BEIRUT -- Gathering confidence after flushing rebels from strongholds in the north, the Syrian government on Wednesday launched its biggest raid in months on the southern city of Daraa, where the uprising against President Bashar Assad began a year ago, opposition activists said.
The activists feared that the government was emboldened after having seized most of the northern city of Idlib on Tuesday, amid faltering international efforts to stop the violence, and had turned its attention to crushing centers of the rebellion in the south as the symbolically important one-year mark of the uprising approached.
Today is the anniversary of protests in Daraa that followed the killing of schoolchildren who had scrawled anti-government graffiti. Those demonstrations turned what had been sporadic protests into a nationwide uprising that has become the most deadly of the Arab revolts.

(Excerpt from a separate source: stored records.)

PR #3584, opened 2020-05-01
Make bundle gem create travis.yml by default

FTLam11:
# Description:

While working on a different PR to update selecting a test framework for `bundle gem`, I found that the creation of `travis.yml` is dependent on the presence of a test framework being configured (via `--test` or `Bundler.settings["gem.test"]`) when `bundle gem` is executed.

Testing is one of multiple CI responsibilities, so perhaps it makes more sense to generate `travis.yml` by default, even if a user has explicitly configured no test framework?

This PR will allow `bundle gem` to create `travis.yml` by default instead of depending on whether a test framework has been configured.

______________

# Tasks:

- [X] Write tests

### DIFF
--- a/bundler/lib/bundler/cli/gem.rb
+++ b/bundler/lib/bundler/cli/gem.rb
@@ -79,12 +79,11 @@ module Bundler
       ]
 
       templates.merge!("gitignore.tt" => ".gitignore") if Bundler.git_present?
+      templates.merge!("travis.yml.tt" => ".travis.yml")
 
       if test_framework = ask_and_set_test_framework
         config[:test] = test_framework
         config[:test_framework_version] = TEST_FRAMEWORK_VERSIONS[test_framework]
-
-        templates.merge!("travis.yml.tt" => ".travis.yml")
 
         case test_framework
         when "rspec"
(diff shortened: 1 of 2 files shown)


simi:
I think having useful files only generated by default make sense. In this configuration travis would run just `rake` (per https://docs.travis-ci.com/user/languages/ruby/). How is that useful? Instead we should provide travis.yml preconfigured to actually do the build per testing framework selected :thinking: .

deivid-rodriguez:
The current generator configures the default `rake` task to run tests for the specified framework, so I think this is fine.

In any case, if we wanted to change this, it's a different issue from what this PR is fixing, right?

simi:
If I understand it well if you do not select any test framework, `Rakefile` will not be enhanced to run test suite by default, `rake` will not run any tests and fail instead and thus this `.travis.yml would result into failed build by default.

deivid-rodriguez:
Oh, you're totally right! :facepalm:

 A TravisCI file like the one we're generating is only useful for running tests. If a user doesn't want tests, it's very likely that she won't want any CI configuration either.

@FTLam11 Are we missing something?

FTLam11:
No, I don't have anything to add at the moment. With no testing framework, it looks like the default task is configured to do nothing (instead of `rake spec` or `rake test`). Closing this PR, thanks for the review!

There have been regular clashes in Daraa, but "today the situation is different," with about 150 tanks and many busloads of security forces sweeping the city from the west, said anti-government activist Anwar Fares, reached by phone in the city. "It is the most violent military raid on Daraa since April 25," he said.
"It seems they want to have a situation similar to Idlib and Homs," Mr. Fares added, referring to cities where the government forced armed rebels from their strongholds. But unlike those cities, Daraa lacks a strong presence of the Free Syrian Army, the main armed opposition group made up of defecting soldiers and other fighters. Rebels have not held entire neighborhoods in Daraa, as they did in the north.
Mr. Fares lamented that Mr. Assad seemed to feel that he has a freer hand in recent weeks. "He is taking his sweet time," he said.
Activists said the Syrian army's tanks and artillery units also shelled some areas in and around the cities of Idlib and Homs on Wednesday, the second day of heavy barrages, suggesting that pockets of anti-government resistance remained entrenched in those areas despite government claims of total control.
At least 30 people were killed in the Idlib shelling alone, according to activist statements and interviews. Syria's restriction on foreign news coverage of the conflict made it impossible to independently corroborate their accounts.
The latest military moves came as Amnesty International claimed in a new report that Syrians detained in the crackdown, which the United Nations says has claimed some 7,500 lives, had been "thrust into a nightmarish world of systemic torture," the scale of which had not been witnessed for decades.
The report, made public Wednesday, documented 31 methods of torture, described by witnesses or victims to Amnesty International researchers in Jordan in February, the report said. The descriptions "indicate that detainees are at most risk when being interrogated," some of them forced into vehicle tires and others manacled and suspended so that only the tips of the toes touch the floor.
Ann Harrison, an Amnesty International official, said "a system of detention and interrogation" seemed "intended primarily to degrade, humiliate and terrify its victims into silence."